It might feel that way, but it isn't. NIO has two "secret" channel handlers: the HeadChannelHandler and the TailChannelHandler. These two handlers bridge the ChannelPipeline back into the Channel object: they capture the events that fall "off the end" of the pipeline and pass them into the channel. The Head handler is always first, the Tail handler is always last.
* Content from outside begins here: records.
PR #4648, opened 2023-05-23
feat(inlayHint): inline display for nvim

fannheyward:
needs https://github.com/neovim/neovim/pull/20130

Next:

- [x] remove the separator, this is a breaking change, but we don't needs separator for inline inlayHint, same as vim
    - inlayHint.subSeparator
    - inlayHint.typeSeparator
    - inlayHint.parameterSeparator
- [x] clean docs of separator
- [x] tests // The CI runs with nvim 0.9.0, which didn't support inline virt, works on my local

Do we need to support both `inline` for nvim 0.10.0+ and `eol` for nvim 0.9.0-? I do like only `inline`, for nvim 0.9.0 and before, no inlayHint

### DIFF
--- a/data/schema.json
+++ b/data/schema.json
@@ -1304,29 +1304,11 @@
         "type": "string"
       }
     },
-    "inlayHint.parameterSeparator": {
-      "type": "string",
-      "scope": "language-overridable",
-      "default": "",
-      "description": "Separator for parameter inlay hint, neovim only."
-    },
     "inlayHint.refreshOnInsertMode": {
       "type": "boolean",
       "default": false,
       "scope": "language-overridable",
       "description": "Refresh inlayHints on insert mode."
-    },
-    "inlayHint.subSeparator": {
-      "type": "string",
-      "scope": "language-overridable",
-      "default": " ",
-      "description": "Separator for chained inlay hints, neovim only."
-    },
-    "inlayHint.typeSeparator": {
-      "type": "string",
-      "scope": "language-overridable",
-      "default": "",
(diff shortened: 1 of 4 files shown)


judecumt:
Finally, Today is a great day!

oblitum:
Hi @fannheyward

> Do we need to support both `inline` for nvim 0.10.0+ and `eol` for nvim 0.9.0-? I do like only `inline`, for nvim 0.9.0 and before, no inlayHint

I agree with this, the `eol` behavior is really not worth the end result, nor the complexity to keep maintaining it.

All the checkboxes are ticked, but the current CI configuration picks last nvim stable, which is 0.9.0. Do you assume it's OK to merge now despite any failing tests on CI (if there's any)? Or is it better to wait nvim 0.10 first?

oblitum:
Just pulled nvim-nightly-bin from AUR and tested the branch on my machine, working nicely. Had to rebase over master due to new node 20 support after upgraded dev-deps.

oblitum:
Hi @fannheyward. After last rebase do you expect review for merge? I gave a review last time but I think my questions still stand and are still unanswered.

oblitum:
@fannheyward ok. [This](https://github.com/neoclide/coc.nvim/pull/4648/files#diff-d199ecad7c8c0e2aa4b5c28dd8cf81fc349edcd523c29b59927b53b17a25f97aL190) is pending, not sure whether you wish to leave that for later too.

chemzqm:
Works as expected for me.

PR #4676, opened 2023-06-16
Remove <c-j> in example lua config

Summon528:
Not sure why this config is in there. It's not in the vim script version and it literally just types `<Plug>(coc-snippets-expand-jump)`  on my machine. Remove it restore the snippet jump function since `c-j` is already the default.


fannheyward:
https://github.com/neoclide/coc.nvim/pull/4629

PR #4722, opened 2023-08-05
fix: ls provider's score is equal to the default one

tcx4c70:
For now, ls provider's score will be equal to the default one if ls provider's documentSelector has pattern. For example, a ls registers capability `textDocument/documentHighlight` with documentSelector `{'language': 'cs', 'scheme': 'file', 'pattern': '**/*.cs'}`, it will get score 5, which is equal to the default one with documentSelector '*', even if the language id has matched. Since the capability is registered later than the default one, DocumentHighlightManager will only use the default one to provide highlight, which is not expected.

If all of language, scheme, and pattern match, we should return the highest score of them, instead of the last score.


fannheyward:
in testing, sorry for the delay review.

fannheyward:
Please test for this case:

`expect(workspace.match([{ language: 'xml', scheme: 'file', pattern: '**/*.xml' }], doc.textDocument)).toBe(10)`

to `src/__tests__/modules/workspace.test.ts` L295

fannheyward (approved):

PR #4741, opened 2023-09-01
feat: rm yarn, use npm

fannheyward:
Remove `yarn` totally, use `npm` instead.

After we upgrade `glob` to v10 https://github.com/neoclide/coc.nvim/commit/34f5d9671b7ddfe1d7a3d4fdbe89684432f1b2af, this uses `jackspeak` , and `cliui`, which uses an renamed `string-width` that broken testing work. https://github.com/isaacs/jackspeak/issues/5

To fix this issue, use an earlier `glob`, or upgrade to yarn 3. This won't be fixed with yarn 1.

I've tested several ways yesterday:

1. remove yarn 1, use `npm`.
    - pros: yarn 1 is dead, long live npm
    - cons: breaking change for `master` users
2. use `glob@9`, also supports signal that to fix https://github.com/neoclide/coc.nvim/issues/4538
    - pros: no `jackspeak`, no breaks for anything
    - cons: lock to `glob@9`
3. we've upgraded node to v16.18, we can use `corepack` to use yarn 3: `corepack enable; corepack prepare yarn@3.6.3 --activate`
    - pros: still use yarn, no more yarn 1 issues
    - cons: needs steps to enable yarn with corepack
4. I also tested with `pnpm` because more frontend projects like vue uses this, we can also use `corepack` to enable this
    - pros: no more yarn 1 issues, more modernize? 
    - cons: needs steps to enable it, change our CI, development

Because yarn 1 is dead, I prefer to use `npm`, remove all yarn scripts.

https://github.com/neoclide/coc.nvim/commit/15c894666d5d73236536fb1ae017e8d87726c246#commitcomment-126134192


fannheyward:
cc @chemzqm @yaegassy

fannheyward:
User can still use `yarn` or `cnpm` with `npm.binPath` to install extensions.

PR #4758, opened 2023-09-13
Allow configuration of the debounce time on current function setting

3ximus:
And also changed the docs in accordance to the new changes to cursorMove event


3ximus:
Fixed issues with stable tests. If you accept it should be good to merge

PR #4810, opened 2023-11-13
fix: CocTagFunc jumps to wrong position if using tabs for indentation

tcx4c70:
From LSP specification, Position.character indicates the character offset on a line in a document (zero-based) [1]. However, `|` in vim will jump to screen column [2]. If the file (e.g., linux kernel source code) uses tabs for indentation, then CocTagFunc will jump to a wrong position. We can fix it by changing to use `cursor()`, whose col argument means the byte-count column.

1. https://microsoft.github.io/language-server-protocol/specifications/lsp/3.17/specification/#position
2. https://vimdoc.sourceforge.net/htmldoc/motion.html#bar

### DIFF
--- a/src/__tests__/handler/locations.test.ts
+++ b/src/__tests__/handler/locations.test.ts
@@ -278,10 +278,10 @@ describe('locations', () => {
       expect(res).toEqual([
         {
           name: 'foo',
-          cmd: 'silent keepjumps 3 | normal 1|',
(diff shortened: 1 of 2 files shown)


fannheyward (approved):

fannheyward:
@all-contributors please add @tcx4c70 for code.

In this instance, for the ServerSocketChannel (which is the server channel in this case), when channelRead gets to the tail channel handler it is passed, eventually, to ServerSocketChannel.channelRead0. This ultimately activates the channel.

1 Like

Oh, TIL I should not just drop events even if I am the "last" channel handler.

2 Likes

In general we don't do interesting things with these events on the tail channel handler: ServerSocketChannel is the only real counter-example. I increasingly think that was a wart we should have removed, because as @taylorswift has noticed this behaviour is quite confusing. A better approach might have been having a specific channel handler doing this child channel dance, as we do in the multiplexed protocols.

2 Likes

Apologies for not having seen your response in the other thread. Cory and Johannes have provided great insights here already that we should at best distill into some documentation somewhere. To add to their great insights, I want to expand on one of the examples I gave you in the other thread where I suggested you use the new async bootstrap APIs that we offer.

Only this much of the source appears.